Problem description:
Once the line with "PR #10640, opened 2019-09-26" is found in the entries below, print it and each following line exactly, stopping after the line with "This was originally issue 4 in #6326."; print nothing else.

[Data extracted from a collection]
──────────

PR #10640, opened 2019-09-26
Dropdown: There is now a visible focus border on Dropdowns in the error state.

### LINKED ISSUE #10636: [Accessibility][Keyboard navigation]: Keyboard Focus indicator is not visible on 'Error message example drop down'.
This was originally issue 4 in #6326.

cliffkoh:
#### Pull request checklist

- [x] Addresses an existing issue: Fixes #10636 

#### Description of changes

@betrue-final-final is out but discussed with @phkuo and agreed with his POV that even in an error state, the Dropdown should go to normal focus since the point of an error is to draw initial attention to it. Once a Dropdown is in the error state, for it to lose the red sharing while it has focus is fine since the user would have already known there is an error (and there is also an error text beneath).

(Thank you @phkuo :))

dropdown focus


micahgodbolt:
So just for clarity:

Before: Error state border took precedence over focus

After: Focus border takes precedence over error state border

──────────

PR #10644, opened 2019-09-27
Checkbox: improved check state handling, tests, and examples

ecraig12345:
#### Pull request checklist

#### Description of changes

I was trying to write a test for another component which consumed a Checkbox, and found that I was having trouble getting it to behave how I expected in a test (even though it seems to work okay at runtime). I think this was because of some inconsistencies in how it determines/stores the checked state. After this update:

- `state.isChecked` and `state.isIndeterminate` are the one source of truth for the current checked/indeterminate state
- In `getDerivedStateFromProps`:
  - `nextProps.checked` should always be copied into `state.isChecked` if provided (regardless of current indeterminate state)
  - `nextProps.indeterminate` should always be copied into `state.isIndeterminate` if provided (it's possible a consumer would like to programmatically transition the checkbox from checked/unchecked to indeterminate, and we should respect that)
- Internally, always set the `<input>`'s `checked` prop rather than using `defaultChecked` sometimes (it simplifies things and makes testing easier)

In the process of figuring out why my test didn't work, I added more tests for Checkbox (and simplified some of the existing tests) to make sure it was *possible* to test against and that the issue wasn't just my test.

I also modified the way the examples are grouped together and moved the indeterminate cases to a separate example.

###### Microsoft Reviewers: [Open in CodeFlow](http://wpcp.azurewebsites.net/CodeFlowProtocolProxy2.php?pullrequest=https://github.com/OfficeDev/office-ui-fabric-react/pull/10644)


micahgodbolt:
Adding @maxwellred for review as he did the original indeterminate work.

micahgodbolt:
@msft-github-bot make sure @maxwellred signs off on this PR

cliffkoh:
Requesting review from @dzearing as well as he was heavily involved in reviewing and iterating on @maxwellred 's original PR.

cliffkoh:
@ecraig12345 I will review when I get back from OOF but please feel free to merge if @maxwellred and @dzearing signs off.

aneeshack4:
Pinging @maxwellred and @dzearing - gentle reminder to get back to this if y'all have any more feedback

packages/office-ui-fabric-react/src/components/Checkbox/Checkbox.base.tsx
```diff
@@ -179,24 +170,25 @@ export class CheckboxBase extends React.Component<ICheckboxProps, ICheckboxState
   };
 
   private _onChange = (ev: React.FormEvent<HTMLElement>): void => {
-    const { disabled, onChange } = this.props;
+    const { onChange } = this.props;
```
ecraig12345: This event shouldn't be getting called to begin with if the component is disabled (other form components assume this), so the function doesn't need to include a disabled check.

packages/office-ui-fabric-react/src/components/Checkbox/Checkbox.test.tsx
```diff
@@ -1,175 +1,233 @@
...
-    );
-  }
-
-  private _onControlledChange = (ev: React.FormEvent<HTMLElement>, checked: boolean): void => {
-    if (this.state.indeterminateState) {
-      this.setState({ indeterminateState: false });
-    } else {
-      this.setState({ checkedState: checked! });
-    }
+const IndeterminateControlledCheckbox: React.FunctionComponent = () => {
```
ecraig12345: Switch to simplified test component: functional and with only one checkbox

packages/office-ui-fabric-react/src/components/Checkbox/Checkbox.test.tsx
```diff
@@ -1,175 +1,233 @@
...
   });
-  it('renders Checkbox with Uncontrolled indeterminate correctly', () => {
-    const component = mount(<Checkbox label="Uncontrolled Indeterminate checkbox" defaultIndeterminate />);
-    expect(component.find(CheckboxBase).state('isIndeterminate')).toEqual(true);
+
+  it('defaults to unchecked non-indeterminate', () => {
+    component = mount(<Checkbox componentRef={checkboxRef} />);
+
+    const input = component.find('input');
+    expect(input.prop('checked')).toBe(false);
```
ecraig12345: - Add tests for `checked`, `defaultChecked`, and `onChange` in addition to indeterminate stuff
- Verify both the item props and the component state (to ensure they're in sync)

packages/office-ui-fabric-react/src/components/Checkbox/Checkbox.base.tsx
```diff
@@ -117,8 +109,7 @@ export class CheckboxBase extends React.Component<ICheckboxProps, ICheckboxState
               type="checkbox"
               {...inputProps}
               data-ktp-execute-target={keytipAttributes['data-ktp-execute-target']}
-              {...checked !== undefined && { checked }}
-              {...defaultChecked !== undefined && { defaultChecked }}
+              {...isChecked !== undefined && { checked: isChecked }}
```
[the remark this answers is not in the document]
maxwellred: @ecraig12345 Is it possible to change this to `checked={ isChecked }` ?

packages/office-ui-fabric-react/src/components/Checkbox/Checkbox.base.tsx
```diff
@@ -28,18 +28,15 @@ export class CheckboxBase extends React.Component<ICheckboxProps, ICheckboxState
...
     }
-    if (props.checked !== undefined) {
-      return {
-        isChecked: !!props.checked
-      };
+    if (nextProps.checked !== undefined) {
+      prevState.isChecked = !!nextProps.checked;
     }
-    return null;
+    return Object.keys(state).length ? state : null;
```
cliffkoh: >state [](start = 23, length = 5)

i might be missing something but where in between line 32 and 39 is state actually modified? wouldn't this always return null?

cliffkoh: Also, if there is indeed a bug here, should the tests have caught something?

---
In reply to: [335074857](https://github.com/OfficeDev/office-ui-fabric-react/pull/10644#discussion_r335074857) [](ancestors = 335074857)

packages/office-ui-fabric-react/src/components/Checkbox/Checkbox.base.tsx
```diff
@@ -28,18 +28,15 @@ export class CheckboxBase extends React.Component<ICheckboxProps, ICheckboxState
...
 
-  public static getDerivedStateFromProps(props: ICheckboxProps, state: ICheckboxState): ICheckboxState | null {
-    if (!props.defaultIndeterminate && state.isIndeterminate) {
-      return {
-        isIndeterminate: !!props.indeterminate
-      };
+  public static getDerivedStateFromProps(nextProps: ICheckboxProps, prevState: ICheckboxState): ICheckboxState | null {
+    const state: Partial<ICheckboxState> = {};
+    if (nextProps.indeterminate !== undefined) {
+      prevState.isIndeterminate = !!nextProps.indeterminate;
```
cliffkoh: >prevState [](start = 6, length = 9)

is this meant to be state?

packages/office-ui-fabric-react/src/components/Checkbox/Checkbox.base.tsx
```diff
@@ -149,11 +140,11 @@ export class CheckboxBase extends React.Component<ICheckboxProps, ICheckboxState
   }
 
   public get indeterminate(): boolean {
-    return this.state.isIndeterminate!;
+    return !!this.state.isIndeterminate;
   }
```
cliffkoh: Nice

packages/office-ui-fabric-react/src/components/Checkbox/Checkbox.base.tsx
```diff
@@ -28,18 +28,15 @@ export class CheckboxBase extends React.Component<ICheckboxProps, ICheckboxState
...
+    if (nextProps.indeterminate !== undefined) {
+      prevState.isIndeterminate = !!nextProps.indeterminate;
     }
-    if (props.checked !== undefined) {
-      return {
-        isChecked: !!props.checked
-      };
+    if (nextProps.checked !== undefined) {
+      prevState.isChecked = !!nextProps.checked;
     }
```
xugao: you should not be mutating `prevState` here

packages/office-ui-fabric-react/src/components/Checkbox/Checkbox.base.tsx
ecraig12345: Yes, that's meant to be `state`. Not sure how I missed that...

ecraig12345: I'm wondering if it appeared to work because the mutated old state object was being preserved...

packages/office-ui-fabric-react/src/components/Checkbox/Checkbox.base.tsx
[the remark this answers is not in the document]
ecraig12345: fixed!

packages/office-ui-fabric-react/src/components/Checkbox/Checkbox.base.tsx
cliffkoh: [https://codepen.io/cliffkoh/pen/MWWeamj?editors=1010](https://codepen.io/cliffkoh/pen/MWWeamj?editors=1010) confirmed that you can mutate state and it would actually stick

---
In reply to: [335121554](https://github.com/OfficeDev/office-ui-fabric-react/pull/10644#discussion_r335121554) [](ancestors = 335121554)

──────────

Task output:
PR #10640, opened 2019-09-26
Dropdown: There is now a visible focus border on Dropdowns in the error state.

### LINKED ISSUE #10636: [Accessibility][Keyboard navigation]: Keyboard Focus indicator is not visible on 'Error message example drop down'.
This was originally issue 4 in #6326.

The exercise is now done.